读取文件" train.p" and "test.p"
import pickle
training_file = '../traffic-signs-data/train.p'
testing_file = '../traffic-signs-data/test.p'
with open(training_file, mode='rb') as f:train = pickle.load(f)
with open(testing_file, mode='rb') as f:test = pickle.load(f)
X_train, y_train = train['features'], train['labels']
X_test, y_test = test['features'], test['labels']
分析数据集中训练集数量,测试集数量,图片特征以及分类数量。
n_train = X_train.shape[0]
# TODO: Number of testing examples.
n_test = X_test.shape[0]
# TODO: What's the shape of an traffic sign image?
image_shape = X_train.shape[1:]
# TODO: How many unique classes/labels there are in the dataset.
n_classes = len(set(y_train))
print("Number of training examples =", n_train)

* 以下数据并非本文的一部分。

Issue #2885, opened 2026-08-05
cua-driver: close out and generalize the macOS modality-ladder audit to Windows and Linux


f-trycua:
## Summary

`CUA_DRIVER_MODALITY_LADDER_AUDIT.md` (2026-06-28) identified a systemic false-success pattern across macOS desktop tools and prescribed a fix. It has no status tracking, so it is not possible to tell from the document which items shipped — and the same question was never asked for Windows or Linux at all.

## Background

That audit's root finding:

> A primary path returns a "success" status code, the tool reports success **without confirming the effect**, and there is no automatic escalation to the next rung.

Its prescribed fix: *"read back a post-condition, and treat *unverifiable* as *not-success* → escalate, surfacing the delivering path."*

P0 items listed: `type_text`, `click` (pixel), `drag`, `scroll`, `get_window_state`. P1 items include `set_value`, `right_click`, `double_click`, `click` (AX), `type_text_chars`, `press_key`, `hotkey`, `get_desktop_state`, `zoom`, `page`, `launch_app`.

## Why this needs closing out

Adoption numbers for the shared classifier suggest the prescribed pattern was not broadly applied — `effect_from_value_readback` appears in exactly one file per platform (see #2883). But the audit has no outcome column, so "is the false-success pattern fixed?" cannot be answered without re-reading every tool.

Note this is an open question, not an assertion of regression: the P0/P1 items were **not** individually re-verified against current code during the 2026-08-05 audit.

Separately, the ladder question has never been asked for Windows or Linux. Their tool code lives in single files (`platform-windows/src/tools/impl_.rs`, 10,096 lines; `platform-linux/src/tools/impl_.rs`, 7,809 lines), so a per-tool pass there is a materially different amount of work than on macOS — worth scoping before committing.

## Tasks

- [ ] Add an outcome column to the June audit (shipped / not shipped / no longer applicable) per P0 and P1 item
- [ ] Re-verify the five P0 items against current macOS code
- [ ] Run the equivalent per-tool ladder pass for Windows
- [ ] Run the equivalent per-tool ladder pass for Linux
- [ ] Supersede or archive the June document once cross-platform coverage exists

Context: `libs/cua-driver/docs/cross-platform-verification-audit.md` (F9).

injaneity:
Investigation update (current `origin/main`: `e3078d671c5a5449294b346773baf4fb5f344990`)

[...]

PR #2903, opened 2026-08-05
test(cua-driver): guard legacy action result normalization

injaneity:
## What changed

- add a regression test proving every remaining text-only legacy action becomes `unverifiable`
- add `set_window_frame` and `invoke_menu` to the documented action-result tool list

## Why

The #2885 investigation found that the shared dispatch seam already prevents platform-local legacy success payloads from becoming public false confirmation. This test keeps that behavior explicit without adding a second audit document.

## Validation

- `cargo fmt --all --check`
- `cargo test -p cua-driver-core` — 502 passed
- `cargo test -p cua-driver-contract` — 30 passed
- `cargo test -p platform-macos --lib` — 327 passed

Addresses #2885.


f-trycua (approved):
Reviewed again after the rebase to current main. The diff is limited to the legacy text-only normalization regression and the canonical action-result documentation list; set_window_frame and invoke_menu correctly remain outside the legacy test because they already attach canonical action records directly. The test(cua-driver) title and no-release label match repository release conventions, contributor attribution is intact, and Addresses #2885 correctly leaves the broader cross-platform certification issue open. Approved pending the remaining required checks.

PR #2904, opened 2026-08-05
fix(cua-driver): persist macOS direct capture verification

### LINKED ISSUE #2881: fix(cua-driver): direct capture grant is unobservable — `permissions status` always reports "not checked"
## Summary

`cua-driver permissions grant` claims it requested **and verified** direct capture ("✅ … Accessibility, Screen Recording, and direct capture access"), but no direct-capture consent dialog was observed, and `cua-driver permissions status` run immediately afterwards still reports:

```
Direct Capture:     ❓ not checked (status is read-only; run `cua-driver-local permissions grant`)
```

So there is no way to observe that direct capture was ever actually granted. `grant` says yes; `status` can never say anything but "not checked". Running `grant` again produces the same claim, so re-running is not a way to confirm either.

## Reproduction

```console
$ /Users/francesco/.local/bin/cua-driver-local permissions grant
Launching CuaDriverLocal to request permissions.
A dialog for CuaDriverLocal will appear — approve Accessibility and Screen Recording in System Settings, then this command continues.

Accessibility and Screen Recording are granted.
macOS may now ask CuaDriverLocal to bypass the system private window picker and directly access your screen and audio. …
Choose Allow to request and verify direct capture now…

✅ CuaDriverLocal has Accessibility, Screen Recording, and direct capture access. You're set.

$ /Users/francesco/.local/bin/cua-driver-local permissions status
Accessibility:    ✅ granted
Screen Recording: ✅ granted
Direct Capture:     ❓ not checked (status is read-only; run `cua-driver-local permissions grant`)
Source: driver-daemon
```

Host: macOS, local install (`com.trycua.driver.local` identity), daemon running under the driver's own identity (`Source: driver-daemon`).

## Why this happens (code)

- `permission_status_request()` sends `check_permissions` with `prompt:false, probe_direct_capture:false` — `libs/cua-driver/rust/crates/cua-driver/src/cli.rs:2594`.
- `check_permissions` short-circuits to `(None, "not_checked", None)` whenever `!should_prompt` — `libs/cua-driver/rust/crates/platform-macos/src/tools/check_permissions.rs:322-337`.
- The CLI then prints the `None` branch — `libs/cua-driver/rust/crates/cua-driver/src/cli.rs:2560-2565`.

That read-only behaviour is deliberate (`SCShareableContent::get()` can itself raise Tahoe's picker-bypass consent, so a status call must not run it). The gap is that **the successful probe result from `grant` is never persisted**, so nothing can report it later. `screen_recording_capturable` is computed and thrown away on every call; there is no cache, no marker file, no daemon-held last-verified state.

## Expected behavior

Either:

1. `permissions grant` records the verified direct-capture outcome (timestamp + identity) and `permissions status` reports it as e.g. `✅ verified (2026-08-05, by permissions grant)` — still without running a probe itself; or
2. `permissions grant` stops claiming "direct capture access" as verified when the result cannot subsequently be observed, and says exactly what it did.

Option 1 is preferable — otherwise the only user-visible signal is a claim that no later command can corroborate.

## Secondary question: was the consent actually triggered?

No dialog appeared during `grant` on this machine, yet `grant` reported direct capture verified. Two indistinguishable explanations, and the current output does not disambiguate:

- the consent was already granted earlier (probe returned `ready` without a prompt) — fine; or
- the probe never raised the consent, and consent will instead be deferred to the first real recording — which is exactly the failure mode tracked in #2443.

`grant` should distinguish "consent already present" from "consent newly requested and approved" in its output, so this is not guesswork.

## Related

- #2443 — probe reports `ready` while Tahoe consent is still deferred to the first recording (adjacent, but that one is about the probe's truthfulness; this one is about the status surface never being able to report a result at all).
- #2296 / #2407 — made the direct ScreenCaptureKit consent explicit and observable.

injaneity:
## summary

- let the LaunchServices-hosted permission process persist the direct-capture evidence produced by its own macOS identity
- make `check_permissions` return one composed live and historical observation, so the CLI only renders the platform result
- persist and validate the UTC timestamp, source, schema, and bundle identity inside the macOS platform adapter
- clear matching evidence after a failed explicit probe
- load historical evidence only when the live status belongs to the driver daemon identity
- resolve each evidence update as one transition that returns verification or error, never both

## root cause

`permissions grant` required a successful live `SCShareableContent` probe, printed success, then discarded the result. `permissions status` correctly skips that prompt-capable probe, so it had no prior observation to report.

The permission service now owns the complete observation. The LaunchServices host records successful evidence before returning, while read-only daemon checks load and return it without probing. `direct_capture_status` remains `not_checked` for read-only calls; historical evidence does not claim current ScreenCaptureKit readiness. Release and local products use separate state directories and validated bundle IDs. Caller-attributed and embedded-host checks cannot load driver-owned evidence.

The CLI no longer writes or injects verification state. It launches the operation, requires the returned evidence, and renders the result. Failed writes and failed clears remain explicit errors.

## verification

Candidate: `13a510a00c3951ae0d0125da483b894a34e76b94`

Local source checks:

- `cargo metadata --manifest-path libs/cua-driver/rust/Cargo.toml --no-deps --format-version 1`
- `git diff --check`
- `cargo test --manifest-path libs/cua-driver/rust/Cargo.toml -p platform-macos tools::check_permissions --lib`
- `cargo test --manifest-path libs/cua-driver/rust/Cargo.toml -p platform-macos permission_observation --lib`
- `cargo test --manifest-path libs/cua-driver/rust/Cargo.toml -p cua-driver permission_grant`

Pull request CI passes on the exact candidate, including:

- Rust Linux and Windows unit/compile
- Nix Rust unit tests and driver package
- macOS, Linux, and Windows portable contract parity
- generated contract and SDK bindings
- documentation generation and link checks
- release metadata

## local macOS diagnostic

Candidate `13a510a00c3951ae0d0125da483b894a34e76b94` passed the supporting physical-host sequence as a release build installed with the certificate-backed `com.trycua.driver.local` identity:

- `permissions grant` verified Accessibility, Screen Recording, and direct capture;
- read-only JSON status returned both grants as `true`, `direct_capture_status: "not_checked"`, and historical `permissions_grant` verification from `driver-daemon` without a prompt;
- after a launchd daemon restart, read-only status returned the same historical verification without a prompt;
- the first native recording request returned `video_active: true` without another direct-capture prompt and produced an H.264 1470x956 artifact; and
- reinstalling the exact candidate with `--autostart --require-stable-signing` preserved both TCC grants and the historical verification without another grant.

`get_config` reported the exact source SHA above. This supporting host run does not replace the fresh Lume acceptance sequence.

## remaining macOS acceptance

The exact candidate still requires the fresh macOS/Lume sequence before merge:

1. run `permissions grant` on a fresh identity;
2. run read-only `permissions status` and confirm no second prompt;
3. restart the daemon and confirm the historical verification remains;
4. start the first recording and confirm no second direct-capture prompt.

Keep this PR out of the merge queue and keep #2881 open until that sequence passes.

Refs #2881


f-trycua (changes requested):
Please keep this out of the merge queue until the exact candidate completes the fresh macOS/Lume sequence already listed in the PR body: grant, read-only status without another prompt, daemon restart, and first recording without a second direct-capture prompt. The body still calls this a draft even though the live PR is non-draft.

The persisted record is also only the fixed permissions_grant string. It lets status say previously verified but carries neither the timestamp nor identity provenance requested by #2881. Please persist and validate that provenance, or narrow the public wording/contract to the exact historical fact the marker proves. Keep Closes #2881 only after the issue acceptance and representative proof are complete.

injaneity:
tested on macos locally

PR #13719, opened 2024-06-11
[Merged by Bors] - feat(Tactic/Relation/Trans): trans tactic for implications

joneugster:
Implications behave like transitive relations albeit not being such in mathlib for technical reasons. This extends the `trans` tactic to handle them alike. This means `trans B` turn a goal `A → C` into two goals `A → B` and `B → C`.

---

Note that this does not modify the existing functionality: So far `trans` only worked on an `Expr` of the form `Expr.app _ _` and this PR adds a case for `Expr.forallE _ _ _ _`.


joneugster:
!bench

Mathlib/Tactic/Relation/Trans.lean
```diff
@@ -109,9 +109,31 @@ that is, a relation which has a transitivity lemma tagged with the attribute [tr
...
+      -- create two new goals
+      let g₁ ← mkFreshExprMVar (some <| .forallE name binderType middle info) .synthetic
+      let g₂ ← mkFreshExprMVar (some <| .forallE name middle body info) .synthetic
+      -- close the original goal with `fun x => g₂ (g₁ x)`
+      goal.assign (.lam name binderType (.app g₂ (.app g₁ (.bvar 0))) .default)
+      pure <| [g₁.mvarId!, g₂.mvarId!] ++ if let some (_, gs') := t'? then gs' else [middle.mvarId!]
+    return
+  | _ => pure ()
+
   let (rel, x, z) ←
```
eric-wieser, line 137: I'd be tempted to put the implication handling here instead, by setting `rel` to `(. -> .)`; is that problematic in some way that I'm not seeing?

test/trans.lean
```diff
@@ -80,3 +81,18 @@ def MyLE (n m : Nat) := ∃ k, n + k = m
...
+/-- `trans` for implications. -/
+example {A B C: Prop} (h : A → B) (g : B → C) : A → C := by
+  trans B
+  · guard_target =ₛ A → B -- ensure we have `B` and not a free metavariable.
+    exact h
+  · guard_target =ₛ B → C
+    exact g
+
+/-- `trans` for arrows between types. -/
+example {A B C: Type} (h : A → B) (g : B → C) : A → C := by
```
eric-wieser, line 94: Can you add a test with the types in different universes?

Mathlib/Tactic/Relation/Trans.lean
joneugster: I looked at it and I think there are a few things that would make it impossible or less readable:

- `rel` is later expected to be an `Expr` of the form `.const` (for example in `mkAppM' rel`) and `(· → ·)` would be I guess something like `.lam x _ (.lam y _ (.forallE _ x y _) _) _`, which would require various modifications. I think that could be circumvented by creating `def Impl (a b):= (a → b)`, but I don't think that's a good idea.
- For the same reason, one couldn't put the `trans` attribute on a lemma like `{A B C : Prop} : (A → B) → (B → C) → (A → C)`, so one would need to modify that part to not search for trans lemmas in this case.
- Less importantly, it seems inefficient to search for relevant `trans` lemmas when there is only one thing to do.

However, I realised that the match statement can be moved around, so that it is one single `match tgt with`. This might indirectly address your comment. (so f223943 is big, but most of it is changing the indent)

Mathlib/Tactic/Relation/Trans.lean
```diff
@@ -109,76 +109,95 @@ that is, a relation which has a transitivity lemma tagged with the attribute [tr
...
-      s.restore
-
-  throwError m!"no applicable transitivity lemma found for {indentExpr tgt}
-"
+      catch e =>
+        trace[Tactic.trans]"failed: {e.toMessageData}"
+        s.restore
+    throwError m!"no applicable transitivity lemma found for {indentExpr tgt}"
+  | _ => throwError (m!"transitivity lemmas only apply to binary relations and " ++
+    m!"non-dependent arrows, not {indentExpr tgt}")
```
eric-wieser, line 201: One thing you could consider, to avoid repeating this similar error message in three places, is something like
```lean
inductive TransRelation
  | app (rel : Expr)
  | implies (name : Name) (bi : BinderInfo)

/-- Finds an explicit binary relation in the argument, if possible-/
def getRel (tgt : Expr) : MetaM (Option (TransRelation × Expr × Expr)) := do
  match tgt with
  | .forallE name binderType body info => return .some (.implies name info, binderType, body)
  | .app f z =>
    match (← getExplicitRelArg? tgt f z) with
    | some (rel, x) =>
      let (rel, x) ← getExplicitRelArgCore tgt rel x z
      return some (.app rel, x, z)
    | none =>
      return none
  | _ => return none

/--
`trans` applies to a goal whose target has the form `t ~ u` where `~` is a transitive relation,
that is, a relation which has a transitivity lemma tagged with the attribute [trans].

* `trans s` replaces the goal with the two subgoals `t ~ s` and `s ~ u`.
* If `s` is omitted, then a metavariable is used instead.

Additionally, `trans` also applies to a goal whose target has the form `t → u`,
in which case it replaces the goal with `t → s` and `s → u`.
-/
elab "trans" t?:(ppSpace colGt term)? : tactic => withMainContext do
  let tgt ← getMainTarget''
  let .some (rel, x, z) ← getRel tgt |
    throwError (m!"transitivity lemmas only apply to binary relations and " ++
                m!"non-dependent arrows, not {indentExpr tgt}")
  match rel with
  | .implies name info =>
    -- only consider non-dependent arrows
    if z.hasLooseBVars then
      throwError "`trans` is not implemented for dependent arrows{indentExpr tgt}"
    -- parse the intermeditate term
    let middleType ← mkFreshExprMVar none
    let t'? ← t?.mapM (elabTermWithHoles · middleType (← getMainTag))
    let middle ← (t'?.map (pure ·.1)).getD (mkFreshExprMVar middleType)
    liftMetaTactic fun goal => do
      -- create two new goals
      let g₁ ← mkFreshExprMVar (some <| .forallE name x middle info) .synthetic
      let g₂ ← mkFreshExprMVar (some <| .forallE name middle z info) .synthetic
      -- close the original goal with `fun x => g₂ (g₁ x)`
      goal.assign (.lam name x (.app g₂ (.app g₁ (.bvar 0))) .default)
      pure <| [g₁.mvarId!, g₂.mvarId!] ++ if let some (_, gs') := t'? then gs' else [middle.mvarId!]
    return
  | .app rel =>
    trace[Tactic.trans]"goal decomposed"
    trace[Tactic.trans]"rel: {indentExpr rel}"
    trace[Tactic.trans]"x: {indentExpr x}"
    trace[Tactic.trans]"z: {indentExpr z}"
    -- first trying the homogeneous case
    try
      let ty ← inferType x
      let t'? ← t?.mapM (elabTermWithHoles · ty (← getMainTag))
      let s ← saveState
      trace[Tactic.trans]"trying homogeneous case"
      let lemmas :=
        (← (transExt.getState (← getEnv)).getUnify rel transExt.config).push ``Trans.simple
      for lem in lemmas do
        trace[Tactic.trans]"trying lemma {lem}"
        try
          liftMetaTactic fun g ↦ do
            let lemTy ← inferType (← mkConstWithLevelParams lem)
            let arity ← withReducible <| forallTelescopeReducing lemTy fun es _ ↦ pure es.size
            let y ← (t'?.map (pure ·.1)).getD (mkFreshExprMVar ty)
            let g₁ ← mkFreshExprMVar (some <| ← mkAppM' rel #[x, y]) .synthetic
            let g₂ ← mkFreshExprMVar (some <| ← mkAppM' rel #[y, z]) .synthetic
            g.assign (← mkAppOptM lem (mkArray (arity - 2) none ++ #[some g₁, some g₂]))
            pure <| [g₁.mvarId!, g₂.mvarId!] ++
              if let some (_, gs') := t'? then gs' else [y.mvarId!]
          return
        catch _ => s.restore
      pure ()
    catch _ =>
    trace[Tactic.trans]"trying heterogeneous case"
    let t'? ← t?.mapM (elabTermWithHoles · none (← getMainTag))
    let s ← saveState
    for lem in (← (transExt.getState (← getEnv)).getUnify rel transExt.config).push
        ``HEq.trans |>.push ``HEq.trans do
      try
        liftMetaTactic fun g ↦ do
          trace[Tactic.trans]"trying lemma {lem}"
          let lemTy ← inferType (← mkConstWithLevelParams lem)
          let arity ← withReducible <| forallTelescopeReducing lemTy fun es _ ↦ pure es.size
          trace[Tactic.trans]"arity: {arity}"
          trace[Tactic.trans]"lemma-type: {lemTy}"
          let y ← (t'?.map (pure ·.1)).getD (mkFreshExprMVar none)
          trace[Tactic.trans]"obtained y: {y}"
          trace[Tactic.trans]"rel: {indentExpr rel}"
          trace[Tactic.trans]"x:{indentExpr x}"
          trace[Tactic.trans]"z:  {indentExpr z}"
          let g₂ ← mkFreshExprMVar (some <| ← mkAppM' rel #[y, z]) .synthetic
          trace[Tactic.trans]"obtained g₂: {g₂}"
          let g₁ ← mkFreshExprMVar (some <| ← mkAppM' rel #[x, y]) .synthetic
          trace[Tactic.trans]"obtained g₁: {g₁}"
          g.assign (← mkAppOptM lem (mkArray (arity - 2) none ++ #[some g₁, some g₂]))
          pure <| [g₁.mvarId!, g₂.mvarId!] ++ if let some (_, gs') := t'? then gs' else [y.mvarId!]
        return
      catch e =>
        trace[Tactic.trans]"failed: {e.toMessageData}"
        s.restore
    throwError m!"no applicable transitivity lemma found for {indentExpr tgt}"
```
(optional)

eric-wieser (approved):
bors d+

Thanks!

Mathlib/Tactic/Relation/Trans.lean
joneugster: That looks good to me, thanks! Would you want to look again at the updated code @eric-wieser ?

eric-wieser: Looks fine to me: but note the linter error

PR #13610, opened 2024-06-07
[Merged by Bors] - feat(GroupTheory/Congruence/*): add some missing lemma and constructions of group congruence

jjaassoonn:
1. order isomorphism between congruence on group and opposite groups
2. congruence relation is preserved by finite product/sum

---

[Open in Gitpod](https://gitpod.io/from-referrer/)

PR #13730, opened 2024-06-11
[Merged by Bors] - feat(RingTheory/Congruence): split `RingCon` construction and add some constructions

jjaassoonn:
added results are mainly about `RingCon` on the opposite ring

---


Mathlib/RingTheory/Congruence/Basic.lean
```diff
@@ -111,6 +111,18 @@ protected theorem mul {w x y z} : c w x → c y z → c (w * y) (x * z) :=
   c.mul'
 #align ring_con.mul RingCon.mul
 
+protected theorem sub {S : Type*} [AddGroup S] [Mul S] (t : RingCon S)
+    {a b c d : S} (h : t a b) (h' : t c d) : t (a - c) (b - d) := t.toAddCon.sub h h'
```
YaelDillies, line 115: Does dot notation on `RingCon `not already work out of the box? by which I mean that without your new lemma I would expect `t.sub` to automatically expand to `t.toAddCon.sub`

Mathlib/RingTheory/Congruence/BigOperators.lean
```diff
@@ -0,0 +1,36 @@
...
+# Interactions between `∑, ∏` and `RingCon`
+
+-/
+
+open BigOperators
+
+namespace RingCon
+
+/-- Congruence relation of a ring preserves finite sum indexed by a list. -/
+protected lemma list_sum {ι S : Type*} [AddCommMonoid S] [Mul S]
```
YaelDillies, line 19:
```suggestion
protected lemma listSum {ι S : Type*} [AddCommMonoid S] [Mul S]
```
and below

Mathlib/RingTheory/Congruence/Basic.lean
YaelDillies: Ah maybe it proves `t.toAddCon (a - c) (b - d)`... Mind checking?

jjaassoonn: The following gave an error
```lean
example  {S : Type*} [AddGroup S] [Mul S] (t : RingCon S) : true := by
  have := t.sub

/-
invalid field 'sub', the environment does not contain 'RingCon.sub'
  t
has type
  RingCon S
-/
```

Mathlib/RingTheory/Congruence/BigOperators.lean
jjaassoonn: thanks

Mathlib/RingTheory/Congruence/Opposite.lean
```diff
@@ -0,0 +1,53 @@
...
+
+/--
+If `c` is a `RingCon R`, then `(a, b) ↦ c b.unop a.unop` is a `RingCon Rᵐᵒᵖ`.
+-/
+def op (c : RingCon R) : RingCon Rᵐᵒᵖ where
+  __ := c.toCon.op
+  mul' h1 h2 := c.toCon.op.mul h1 h2
+  add' h1 h2 := c.add h1 h2
+
+lemma op_iff {c : RingCon R} {x y : Rᵐᵒᵖ} : c.op x y ↔ c (y.unop) (x.unop) := Iff.rfl
```
YaelDillies, line 30:
```suggestion
lemma op_iff {c : RingCon R} {x y : Rᵐᵒᵖ} : c.op x y ↔ c y.unop x.unop := Iff.rfl
```

Mathlib/RingTheory/Congruence/Opposite.lean
```diff
@@ -0,0 +1,53 @@
...
+-/
+def unop (c : RingCon Rᵐᵒᵖ) : RingCon R where
+  __ := c.toCon.unop
+  mul' h1 h2 := c.toCon.unop.mul h1 h2
+  add' h1 h2 := c.add h1 h2
+
+lemma unop_iff {c : RingCon Rᵐᵒᵖ} {x y : R} : c.unop x y ↔ c (.op y) (.op x) := Iff.rfl
+
+/--
+The congruences of a ring `R` bijects to the congrunences of the opposite ring `Rᵐᵒᵖ`.
```
YaelDillies, line 43:
```suggestion
The congruences of a ring `R` biject to the congruences of the opposite ring `Rᵐᵒᵖ`.
```

Mathlib/RingTheory/Congruence/Opposite.lean
```diff
@@ -0,0 +1,53 @@
...
+-/
+@[simps]
+def orderIsoOp : RingCon R ≃o RingCon Rᵐᵒᵖ where
```
YaelDillies, line 46:
```suggestion
def opOrderIso : RingCon R ≃o RingCon Rᵐᵒᵖ where
```

YaelDillies (approved):
Thanks!

maintainer merge

riccardobrasca (approved):
Thanks!

bors d+

Mathlib/GroupTheory/Congruence/BigOperators.lean
```diff
@@ -20,7 +20,7 @@ namespace Con
 
 /-- Multiplicative congruence relations preserve product indexed by a list. -/
 @[to_additive "Additive congruence relations preserve sum indexed by a list."]
-protected theorem list_prod {ι M : Type*} [CommMonoid M] (c : Con M) {l : List ι} {f g : ι → M}
+protected theorem list_prod {ι M : Type*} [Monoid M] (c : Con M) {l : List ι} {f g : ι → M}
```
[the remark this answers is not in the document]
rosborn: Gonna copy my comment from another PR which I've closed.
"Technically, [this does not need associativity]. If we really wanted to generalize, we should have api for a product over a binary tree (or free magma). I do have a feeling that mathlib is using lists and multisets for things that are morally free monoids and free commutative monoids, but that might be a refactor for another day."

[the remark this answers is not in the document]
jjaassoonn: `List.prod_cons` requires `Monoid M`. I think removing associativity here means we need to remove associativity at `List.prod_cons` as well.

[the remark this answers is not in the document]
rosborn: As `prod` is defined with `foldl`, `prod_cons` requires associativity. You would need to unfold `prod` and work with `foldl` directly to prove this without associativity. I would argue this generalization requires more work and is outside of the scope of this PR.

Mathlib/RingTheory/Congruence/Opposite.lean
```diff
@@ -0,0 +1,53 @@
...
+the opposite ring `Rᵐᵒᵖ`.
+
+-/
+
+variable {R : Type*} [Add R] [Mul R]
+
+namespace RingCon
+
+/--
+If `c` is a `RingCon R`, then `(a, b) ↦ c b.unop a.unop` is a `RingCon Rᵐᵒᵖ`.
```
eric-wieser, line 23: Any idea why we swap the argument order?

eric-wieser: Ah, I guess this question is better directed at https://github.com/leanprover-community/mathlib4/pull/13610/files#r2032230268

print("Number of testing examples =", n_test)
print()
print("Image data shape =", image_shape)
print("Number of classes =", n_classes)结果如下所示:
Number of training examples = 34799 Number of testing examples = 12630 Image data shape = (32, 32, 3) Number of classes = 43
随机显示数据集的一张图片:
1.图片灰度处理
在交通标志识别过程中,颜色并非图片等主要特征,将彩色图片转换为灰度图片依然可以识别,且单通道数图片迭代更快。图片灰度处理代码如下:
X_train_rgb = X_train
X_train_gry = np.sum(X_train/3, axis=3, keepdims=True)
X_test_rgb = X_test
X_test_gry = np.sum(X_test/3, axis=3, keepdims=True)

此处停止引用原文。